Hay algo que siempre señalo, porque creo que marca la diferencia: si bien lo que se estudió en la facultad es muy importante, la parte de ejercer la profesión es realmente lo que te hace ‘terminar de graduarte’, es ahí cuando se produce el talento. Por eso, recomiendo a las personas que hagan las dos cosas en simultáneo. Que no dejen el estudio de lado porque no sirve, estudiar es siempre lo más importante, obviamente. Por otro lado, les recomiendo ser perseverantes. A veces uno tiene proyectos o ideas que quizás en ese momento no se pueden hacer realizar, pero con el tiempo reaparecen. Volviendo al tema de la billetera virtual, en sus inicios uno la veía en otros países y dudaba de que Argentina avance en ese sentido, no le tenía fe. Pero pienso que es importante tener fe y explotarlo, realmente creer en lo que uno está convencido de que va a funcionar, como fue este caso. El mercado avanza y lo hace principalmente de manera tecnológica. La aparición del COVID-19 hizo que el sector tecnológico de este salto que hace rato tenía que dar. El mundo en general estaba medio dormido en ese sentido y se despertó. Lo más importante es que las personas y los estudiantes le apuesten a la innovación, porque es hacia dónde va el mundo, es el futuro.

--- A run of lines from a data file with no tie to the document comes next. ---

PR #2196, opened 2024-08-05
Add index and resource tuning for postgres ghcr image to support postgres benchmark in sf1

Sevenannn:
## 🗣 Description

* Add index and tune resource to speed up tpch scale factor 1 queries in postgres
* Use scale factor 1 for postgres tpch benchmark tests


peasee (commented):
**question:** Shouldn't we re-use the indexes that are created from [`tpch_index.sql`](https://github.com/spiceai/spiceai/blob/trunk/test/tpch/tpch_index.sql), like we do for MySQL?

Sevenannn:
@peasee Different query engines optimizers plans the query differently, the same query may have completely different plan in different query engines, for example, mysql and postgres, therefore the index to speed up queries are not necessarily the same. For example, the 
`CREATE INDEX idx_part_p_partkey ON part (p_partkey);` index, which is critical to speed up postgres tpch q20, is not added in mysql index. That's why the index file is not reused.

phillipleblanc (approved):

PR #2236, opened 2024-08-08
WIP: Add types integration test for accelerator hardening

Sevenannn:
## 🗣 Description

Add integration test to cover arrow type -> postgres type -> arrow type round trip conversion, in order to make sure every type in accelerator beta hardening is covered.

The arrow record generation methods can be used for integration tests of other accelerator

WIP:
- [x] Initial test framework added
- [ ] Support all arrow types covered in beta hardening 
- [ ] Migrate the test as unit test instead of integration test


Sevenannn:
Closed as migrated to datafusion table provider

PR #2242, opened 2024-08-08
feat: Set SQLite DB path to .spice/data

### LINKED ISSUE #2239: Enhancement: Set SQLite accelerator default db path to `~/.spice/data`
## Spec

Collect the user's home directory with `dirs::home_dir()`, and append `.spice/data` to the path. Prefix the regular database filename with the directory path, if a filename override is not specified.

This still allows users full control over the file location if they desire, e.g. with `sqlite_file: ./mydata/something.db`.

## How/MAP

* Add a parameter to accelerator table providers for a base directory path (e.g. `SqliteTableProviderFactory::new().db_base_folder()`)
* Append the base folder path to the file path for the default file path, e.g. to the `SqliteTableProviderFactory::sqlite_file_path()`
* Supply the user's home directory to `.db_base_folder()` during accelerator setup inside the Spice Runtime
* Ensure the base spice directory path exists to allow db file creation

This removes Spice specifics from the `datafusion-table-providers` crate which providers the table factory, while still providing the ability to change the root provider factory folder for the runtime.

peasee:
## 🗣 Description

* Set SQLite default DB path to `~/.spice/data`

## 🔨 Related Issues

* Closes #2239


phillipleblanc (dismissed):

crates/runtime/src/dataaccelerator.rs
```diff
@@ -260,6 +263,9 @@ pub async fn create_accelerator_table(
     acceleration_settings: &acceleration::Acceleration,
     secrets: Arc<RwLock<Secrets>>,
 ) -> Result<Arc<dyn TableProvider>> {
+    make_spice_data_directory()
+        .map_err(|err| Error::AccelerationCreationFailed { source: err.into() })?;
```
phillipleblanc: I don't think we want to do this unless we know we need to store something there. I can imagine a situation of Spice running in production where creating random folders could cause issues because of permissions issues.

crates/runtime/src/dataaccelerator/sqlite.rs
```diff
@@ -89,6 +96,11 @@ impl DataAccelerator for SqliteAccelerator {
         &self,
         cmd: &CreateExternalTable,
     ) -> Result<Arc<dyn TableProvider>, Box<dyn std::error::Error + Send + Sync>> {
+        if !cmd.options.contains_key("sqlite_file") {
```
phillipleblanc: Isn't the prefix getting stripped?

phillipleblanc (approved):

PR #2250, opened 2024-08-09
Improve tool quality and add vector search tool

Jeadie:
## 🗣 Description
- Create runtime tools `DocumentSimilarityTool`, `TableSchemaTool` and `ListDatasetsTool`.
- Improve readability of code running local tools
- Add recursive loop to `chat_request`. Now a model can call itself for more than just one tool use.

### DIFF
--- a/crates/runtime/src/embeddings/vector_search.rs
+++ b/crates/runtime/src/embeddings/vector_search.rs
@@ -107,16 +107,17 @@ impl VectorSearch {
         tbl: &TableReference,
         primary_keys: &[String],
         embedding: Vec<f32>,
-        embedding_column: String,
+        embedding_column: &str,
         n: usize,
     ) -> Result<(Vec<std::string::String>, Vec<arrow::array::RecordBatch>)> {
+        let projection = if primary_keys.is_empty() {
+            embedding_column.to_string()
+        } else {
+            [primary_keys.join(", "), embedding_column.to_string()].join(", ")
+        };
+
         let query = format!(
-            "SELECT {} FROM {} ORDER BY array_distance({}_embedding, {:?}) LIMIT {}",
-            [primary_keys.join(", "), embedding_column.clone()].join(", "),
-            tbl,
-            embedding_column,
-            embedding,
-            n
+            "SELECT {projection} FROM {tbl} ORDER BY array_distance({embedding_column}_embedding, {embedding:?}) LIMIT {n}"
         );
 
         let batches = self
@@ -241,7 +242,7 @@ impl VectorSearch {
                             &tbl,
                             &primary_keys,
                             embedding.clone(),
-                            embedding_column,
+                            &embedding_column,
                             n,
                         )
                         .await?;
--- a/crates/runtime/src/tool_use.rs
+++ b/crates/runtime/src/tool_use.rs
@@ -110,6 +110,33 @@ pub trait SpiceModelTool: Sync + Send {
 
 pub struct DocumentSimilarityTool {}
 
+static DOCUMENT_SIMILARITY_PARAMETERS: Lazy<Value> = Lazy::new(|| {
+    serde_json::json!({
+        "type": "object",
+        "properties": {
+            "text": {
+                "type": "string",
+                "description": "The text to search documents for similarity",
+            },
+            "from": {
+                "type": "array",
+                "items": {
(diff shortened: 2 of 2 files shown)


crates/runtime/src/embeddings/vector_search.rs
```diff
@@ -107,16 +107,17 @@ impl VectorSearch {
         tbl: &TableReference,
         primary_keys: &[String],
         embedding: Vec<f32>,
-        embedding_column: String,
+        embedding_column: &str,
```
Jeadie, line 110: Issue in creating the projection when no `primary_keys` explicitly set

crates/runtime/src/embeddings/vector_search.rs
```diff
@@ -107,16 +107,17 @@ impl VectorSearch {
...
+        };
+
         let query = format!(
-            "SELECT {} FROM {} ORDER BY array_distance({}_embedding, {:?}) LIMIT {}",
-            [primary_keys.join(", "), embedding_column.clone()].join(", "),
-            tbl,
-            embedding_column,
-            embedding,
-            n
+            "SELECT {projection} FROM {tbl} ORDER BY array_distance({embedding_column}_embedding, {embedding:?}) LIMIT {n}"
```
phillipleblanc, line 120: Should we implement `Display` on `embedding`? It feels weird to rely on the debug representation.

crates/runtime/src/tool_use.rs
```diff
@@ -106,7 +108,100 @@ pub trait SpiceModelTool: Sync + Send {
...
+#[derive(Deserialize)]
+struct DocumentSimilarityToolArgs {
+    text: String,
+    from: Vec<String>,
+    limit: Option<usize>,
+}
+
+#[async_trait]
+impl SpiceModelTool for DocumentSimilarityTool {
+    fn name(&self) -> String {
```
phillipleblanc:
```suggestion
    fn name(&self) -> &'static str {
```

This isn't ever generated at runtime right?

crates/runtime/src/tool_use.rs
```diff
@@ -106,7 +108,100 @@ pub trait SpiceModelTool: Sync + Send {
...
+        "document_similarity".to_string()
+    }
+
+    fn description(&self) -> Option<String> {
```
phillipleblanc:
```suggestion
    fn description(&self) -> Option<&'static str> {
```

crates/runtime/src/tool_use.rs
```diff
@@ -106,7 +108,100 @@ pub trait SpiceModelTool: Sync + Send {
...
+        Some("Search and retrieve documents from available datasets".to_string())
+    }
+
+    fn parameters(&self) -> Option<Value> {
```
phillipleblanc, line 157: Memo this, doesn't need to be generated each time.

crates/runtime/src/tool_use.rs
```diff
@@ -135,20 +230,111 @@ impl SpiceModelTool for ListTablesTool {
...
+        "table_schema".to_string()
+    }
+
+    fn description(&self) -> Option<String> {
+        Some("Retrieve the schema of all available SQL tables".to_string())
+    }
+
+    fn parameters(&self) -> Option<Value> {
+        Some(serde_json::json!({
+            "type": "object",
```
phillipleblanc: Memo this

crates/runtime/src/tool_use.rs
```diff
@@ -228,15 +420,92 @@ impl ToolUsingChat {
...
+                        tracing::error!("Error calling tool: {}", e);
+                        Value::String(format!("Error calling tool {}", t.name()))
+                    }
+                }
+            }
             None => Value::Null,
         }
     }
+
+    ///
```
phillipleblanc:
```suggestion
```

crates/runtime/src/tool_use.rs
Jeadie: Not yet, so happy to change

crates/runtime/src/embeddings/vector_search.rs
Jeadie: We can't implement it on `Vec<f32>` can we? We could make a helper function i suppose.

phillipleblanc (approved):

¿Qué otros desafíos tenés a futuro en la industria?

A corto plazo, quisiera que las billeteras electrónicas sean reconocidas como una entidad bancaria o similar, es lo que más me gustaría. A nivel personal, me encantaría poder abocarme a la docencia, algo que por mis tiempos recién estoy empezando a considerar, pero realmente quisiera formar parte de la educación financiera y económica que creo que le haría muy bien al país. Me encantaría poder dedicar un poco de mi tiempo y de toda mi experiencia a eso.